Tune out, turn on: What's the first thing you do when your computer freezes? You restart. The same can work for your mind when it becomes overloaded: Do a mental reset. Step out of your mind and give it a chance to find a new perspective. Focusing on your breathing is the best way to halt the process. Research shows that when you direct all your attention on each breath you take, your thoughts ground to a halt. I usually close my eyes and count my breaths. If I find my thoughts wandering again, I direct my attention back to my breathing until my mind stops reeling.

Do something else: After cleaning the clutter from your head, move to something completely writing-unrelated: Watch a movie, read a book, take a walk, or play with your dogs. Here's one my editor suggests and swears by: clean your refrigerator. Anything other than writing will work. Quite often, this is where I notice my engine starting up again. My brain kicks into gear and the wheels start turning. Ever notice how some of the best ideas come when you're not thinking about writing? While you're driving? Taking a shower? Dreaming? These are the times when your mind is at ease and the pressure is off. You can induce the same state by finding a pleasant diversion.

Road Blocks: What about the times when it's not your mind that's fouling you up but instead, it's your story? I can't tell you the number of times I've written myself into a corner, only to discover I couldn't find my way out. For me, a roadblock is another signpost, one that's telling me I haven't done my research. Knowledge is power, and the more you know, the more you'll have at your disposal to get the story forward-moving again. I'm not just talking about going on the internet and Googling. This is a situation where human interaction is the key. Talk to one of your experts, maybe even explain your dilemma. You'd be amazed by how another perspective--especially a knowledgeable one--can bring on a flood of inspiration.
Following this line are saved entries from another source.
PR #255, opened 2025-04-14
Albrja/mic 5234/worker log verbosity

albrja:
### Add click option to make log level for individual simulations configurable
- *Category*: Feature
- *JIRA issue*: https://jira.ihme.washington.edu/browse/MIC-5234

### Changes and notes
-adds click option for logging verbosity for individual simulations

### Testing
Manually test different options and default options. Added test for new feature.


src/vivarium_cluster_tools/psimulate/cli.py
```diff
@@ -82,12 +82,29 @@ def psimulate():
     "configuration file.",
     callback=cli_tools.coerce_to_full_path,
 )
+# TODO: MIC-5234 - use this where other cli cluster options are being used
+@click.option(
+    "--logging-verbosity",
```
albrja, line 87: There is no l flag for location and I didn't want to do something too similar to the normal pdb for the main process.

src/vivarium_cluster_tools/psimulate/cli.py
```diff
@@ -82,12 +82,29 @@ def psimulate():
...
+    "-l",
+    type=click.Choice(
+        [
+            "0",
+            "1",
+            "2",
+        ],
+    ),
+    required=False,
+    default="0",
```
albrja, line 97: This is the default of InteractiveContext

src/vivarium_cluster_tools/psimulate/jobs.py
```diff
@@ -96,7 +96,7 @@ def build_job_list(
                     "backup_freq": backup_freq,
                     "backup_metadata_path": backup_metadata_path,
                 },
-                extras={},
+                extras=extras,
```
albrja, line 99: I think this was actually a small bug but we weren't using it anyways.

src/vivarium_cluster_tools/psimulate/cli.py
```diff
@@ -82,12 +82,29 @@ def psimulate():
     "configuration file.",
     callback=cli_tools.coerce_to_full_path,
 )
+# TODO: MIC-5234 - use this where other cli cluster options are being used
+@click.option(
```
stevebachmeier, line 86: We'll want this in the other commands as well (expand, restart, etc). Should probably add it to `shared_options` via `cli_tools`

src/vivarium_cluster_tools/psimulate/cli.py
stevebachmeier: What about `-s, --sim-verbosity` and then we could do `-vvv -sss`?

stevebachmeier: Regardless, it's probably worth slighly tweaking the description of the normal verbosity `-vvv` to clarify that it's the verbosity of the runner and to use `sss` (or whatever you end up w/) for simulation-specific verbosity.

src/vivarium_cluster_tools/psimulate/cli.py
albrja: It gets attached to the sim so it should be in those sims since it gets put in the simulation instance.

src/vivarium_cluster_tools/psimulate/cli.py
albrja: I like sim verbosity. I think I would rather have a level as the input versus counting the s or sss like pdb that way it is very clear they are different.

stevebachmeier (approved):

tests/psimulate/worker/test_logging.py
```diff
@@ -0,0 +1,56 @@
...
+        ):
+            super().__init__()
+            self._logging_level = logging_verbosity
+
+    sim = ParallelSimulationContext(
+        job_parameters.model_specification,
+        configuration=job_parameters.sim_config,
+        logging_verbosity=job_parameters.extras["sim_verbosity"],
+    )
+    assert sim._logging_level == log_level
```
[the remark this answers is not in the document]
hussain-jafari: Actually I'm kind of confused by this. Won't this just always pass no matter how logging_verbosity is used in the source code?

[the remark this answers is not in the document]
albrja: The sim verbosity will always get passed. This wasn't configurable before but is an argument for InteractiveContext so this is preserving the default behavior of InteractiveContext but also making it a click options.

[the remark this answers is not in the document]
hussain-jafari: Oh OK I see yeah if we're just testing the click option feature this is fine.

hussain-jafari (approved):

PR #4035, opened 2025-07-21
feat(entitlements): Add value validation

julienbourdeau:
All values are stored as string. This ensure that you send the value in the correct type.

As I'm wigint these lines, I realize that it's gonna be a nightmare for graphql.

### DIFF
--- a/spec/services/entitlement/plan_entitlements_update_service-full_spec.rb
+++ b/spec/services/entitlement/plan_entitlements_update_service-full_spec.rb
@@ -194,7 +194,7 @@ RSpec.describe Entitlement::PlanEntitlementsUpdateService, type: :service do
       it "converts boolean to string" do
         result
         entitlement_value = plan.entitlements.first.values.first
-        expect(entitlement_value.value).to eq("true")
+        expect(entitlement_value.value).to eq("t")
       end
     end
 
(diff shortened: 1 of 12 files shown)


spec/services/entitlement/plan_entitlements_update_service-full_spec.rb
```diff
@@ -194,7 +194,7 @@
       it "converts boolean to string" do
         result
         entitlement_value = plan.entitlements.first.values.first
-        expect(entitlement_value.value).to eq("true")
+        expect(entitlement_value.value).to eq("t")
```
groyoh, line 197: Why would this be `t` and not `true` ?

julienbourdeau: Because ActiveRecord will cast the value to be stored in the string column.
Before I sent `"true"` to it was stored as-is and converted when serialized.
Now I send `true` as a bool but the column type is string, so AR converts to `"t"`, which is still casted properly by `ActiveModel::Type::Boolean.new.cast(value)`

groyoh: Ok interesting.

groyoh (approved):

PR #4047, opened 2025-07-22
feat(subscription): Allow to skip invoice generation on subscription termination

groyoh:
## Context

When a subscription is terminated,whether due to an error or otherwise,Lago automatically generates a closing invoice for pay-in-arrears fees. This inflexible behavior didn't accommodate different business needs where organizations might want to skip the invoice generation.

## Description

This introduces an `on_termination_invoice` enum field to subscriptions that controls whether an invoice is generated for pay-in-arrears fees. The field supports "generate" (default) and "skip" values, allowing organizations to choose their preferred termination behavior.

The termination service now respects this setting and only generates an invoice when explicitly configured to do so. The API accepts the termination behavior as a parameter during subscription termination.

The implementation includes database schema changes, API parameter handling, service logic updates, and comprehensive test coverage for all termination scenarios. Scenario specs for termination behaviors will come later on.

### DIFF
--- a/app/services/subscriptions/terminate_service.rb
+++ b/app/services/subscriptions/terminate_service.rb
@@ -4,11 +4,12 @@ module Subscriptions
   class TerminateService < BaseService
     Result = BaseResult[:subscription]
 
-    def initialize(subscription:, async: true, upgrade: false, on_termination_credit_note: subscription&.on_termination_credit_note)
+    def initialize(subscription:, async: true, upgrade: false, on_termination_credit_note: subscription&.on_termination_credit_note, on_termination_invoice: subscription&.on_termination_invoice)
       @subscription = subscription
       @async = async
       @upgrade = upgrade
-      @on_termination_credit_note = on_termination_credit_note
+      @on_termination_credit_note = on_termination_credit_note.blank? ? :credit : on_termination_credit_note.to_sym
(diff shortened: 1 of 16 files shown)


app/services/subscriptions/terminate_service.rb
```diff
@@ -197,8 +202,25 @@ def on_termination_credit_note
...
 
-    def update_on_termination_credit_note!
-      Subscriptions::UpdateService.call!(subscription:, params: {on_termination_credit_note:})
+    def on_termination_invoice
+      return :generate if @on_termination_invoice.blank? || @on_termination_invoice.to_sym == :generate
+      return :skip if @on_termination_invoice.to_sym == :skip
+
+      # This will cause a validation error on update
+      @on_termination_invoice
+    end
```
julienbourdeau: I found this a little surprising, but it's not important. I'd have done this when assigning 🤔 
```rb
@on_termination_invoice = on_termination_invoice.to_sym || :generate
```

julienbourdeau (approved):

app/services/subscriptions/terminate_service.rb
groyoh: Nice point! Maybe some AI weirdness. I've updated it.

groyoh:
Thanks for the review @julienbourdeau 🙏

PR #4049, opened 2025-07-22
misc(credit-note): Refactor `CreditNotes::CreateFromTermination` spec

groyoh:
## Context

The current spec has quite a bit of unnecessary code repetition.

## Description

Here are a few other things you can try in your efforts to thwart writer's block:

Change your atmosphere, change your mind: Take your laptop outside or to a place you don't normally write, and try working it from there. Sometimes new surroundings are all it takes change your frame of mind.

Unplug: Checking your emails or dropping by Facebook may seem like good way to take a break, but it's also a distraction, one that will pull you out of your thoughts. Continuity is the key to free-flowing ideas. Interrupt that process and you're asking for trouble. Try turning off your router or unplugging your ethernet cord to eliminate the temptation.

Get the blood flowing: move your body and your mind will move right along with it. Blood is vital to all working organs, the brain included, and research shows it operates more efficiently when the flow is at its maximum. Exercise creates endorphins. Endorphins make the mind sharper.

Sleep! I know, you hear it all the time: get plenty of rest. However, studies show that a lack of sleep will dull your creative edge. Pulling that late night writing session may save time but in the long run, will only slow you down.

Write in the morning: Studies show it, and most writers will tell you that the best time to write is shortly after you wake up. The mind is its sharpest after a good night's sleep, and we're better connected with our subconscious patterns when we rise and shine. The end of the day can be a bad time for the mind because it gets more polluted as the hours wear on, not to mention, more exhausted. The hour later you stay up to write can be shifted into the morning hours.

One last thing: The need for perfection is a writer's worst enemy. Don't have such high standards on a first draft, and don't be afraid to produce "garbage". Just sit down and write--you can tweak it later. Getting the words flowing will get the mind moving as well. American poet William Stafford probably said it best:

"There is no such thing as writer's block for writers whose standards are low enough."

Happy writing, comrades!


  1. Thanks for a terrific post! I've been blessed in that I've never had a serious case of writer's block, but I still get stuck sometimes. Exercise works best for me.

  2. Excellent list of ideas, Drew! Going for a walk, taking a nap and having a shower all work well for me.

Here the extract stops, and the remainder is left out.